# Let's beat this together



## ProfessionalGinger (Mar 31, 2015)

Hey everyone,

I want to start a support group and get some conversation flowing. I am looking for people to talk to who want to improve their situation. I have managed to make a lot of progress recently and I am hoping to find some people who, like me, want to get better. I don't care where you're at right now, as long as you're motivated to improve. I believe that I have a lot of value to offer and I'm sure that having discussions with like-minded people will also help me out a lot as well. It would also be a great opportunity to socialize and make new friends.

What I am hoping to do is get some Skype conversations going. A Skype group would be great, but I also know that some people aren't ready for that yet. So, I plan to start a Skype group, but I am also happy to talk to anyone one-on-one for those who are only comfortable with that.

Anyone interested let me know either by replying here or by messaging me. Let's beat this together.


----------



## Underwood (Mar 4, 2015)

.


----------



## TheDigitalMan (Mar 21, 2015)

Okay.


----------



## jennyyyxo (Apr 3, 2015)

i think this sounds like a good idea


----------



## GGTFM (Oct 7, 2014)

I like how motivated you are. Unfortunately though, I can't use Skype here.


----------



## Flowermoon (Mar 18, 2015)

I would love to try


----------



## Zack (Apr 20, 2013)

I'm disappointed. I thought the thread title heralded a thread that was going to be an invitation to an orgy.


----------



## TheDigitalMan (Mar 21, 2015)

Zack said:


> I'm disappointed. I thought the thread title heralded a thread that was going to be an invitation to an orgy.
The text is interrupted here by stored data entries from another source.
PR #1948, opened 2019-07-12
Moe

gareth-ferneyhough:


perfkitbenchmarker/providers/docker/docker_container_instance.py
```diff
@@ -152,15 +152,15 @@ def _Delete(self):
...
+    info, return_code = self._GetContainerInfo()
 
-    logging.info("Checking if Docker Container Exists")
-    if len(info) > 0 and returnCode == 0:
+    logging.info('Checking if Docker Container Exists')
+    if info and return_code == 0:
       status = info[0]['State']['Running']
-      if status == "True" or status is True:
-        logging.info("Docker Container %s is up and running.", self.name)
+      if status:
```
dlott: @dPhanekham just wanted to give you a heads up about this change: I've only seen status as a bool, but let me know if you've seen otherwise (and maybe add a unit test with the mocked actual response you're seeing)

perfkitbenchmarker/providers/docker/docker_container_instance.py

That would just be a circlejerk though, not a proper orgy.


----------



## Zack (Apr 20, 2013)

TheDigitalMan said:


> That would just be a circlejerk though, not a proper orgy.


Good point.


----------



## MMckay15 (Apr 7, 2015)

I'm interested


----------



## Caedmon (Dec 14, 2003)

I'm interested in this sort of thing. What about a text chat group? This may be more comfortable for people who are not yet comfortable with Skype.


----------



## kisarose (Jun 23, 2013)

I'd be interested in this sort of thing as well. I tried joining a skype group before but it kind of fell apart.


----------



## Caedmon (Dec 14, 2003)

Wait, can you do group text chats on Skype? I'm not as tech savvy as I used to be...


----------



## kisarose (Jun 23, 2013)

Caedmon said:


> Wait, can you do group text chats on Skype? I'm not as tech savvy as I used to be...
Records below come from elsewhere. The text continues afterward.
PR #1949, opened 2019-07-12
docker provider - small fix

dPhanekham:
the ip address here is a string, not a number, so this line was throwing a (non-fatal) error


dlott:
Sorry about that.  Thanks for fixing!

Yes you can. Anyone can type anything or start a call if they are added to a Skype Group.


----------



## Caedmon (Dec 14, 2003)

Aha! Well then the Skype approach sounds promising as a format.

There was an eGroup previously active on SAS. Maybe we resurrect the idea with a new group?

I had some other ideas but I'm too sleepy to write them. 

(BTW my wife just now dared me to write, "Laters, taters". So I'm going to. Hah!)


----------



## Caedmon (Dec 14, 2003)

Could we organize a weekly chat session? I don't know how to do Skype but I can figure it out I'm sure. 

I'm going to open an eGroup, I'll post the link in a bit. We can post threads there, set up Skype-ing or whichever chat program we use, and share ideas.

I'm excited!


----------



## meema (Mar 4, 2015)

I've have been always interested in joining a said group, I just haven't found one.


----------



## Trafalgar Law (Sep 7, 2014)

meema said:


> I've have been always interested in joining a said group, I just haven't found one.


Then we should make one! come on, OP, gimme yo skype name and i'll add ya'll.

mine is hellboundmurda


----------



## Caedmon (Dec 14, 2003)

I've started an eGroup called "Online Support for Social Anxiety":
http://www.socialanxietysupport.com/forum/groups/online-support-for-social-anxiety-ossa-3730/

Let's start to organize! Post your ideas on the eGroup for what you'd like.


----------



## ProfessionalGinger (Mar 31, 2015)

Hey everyone, I'm still trying to get this started. I have a few people who are interested, and I've managed to have some one-on-one conversations, but I'm still looking to get some more participants. Anyone interested send me a PM.


----------



## Jhp78 (May 9, 2015)

I'm interested. But don't be surprised if I totally bail (still working on that avoidance thing).


----------



## wrongguy (Jan 22, 2015)

I'm interested


----------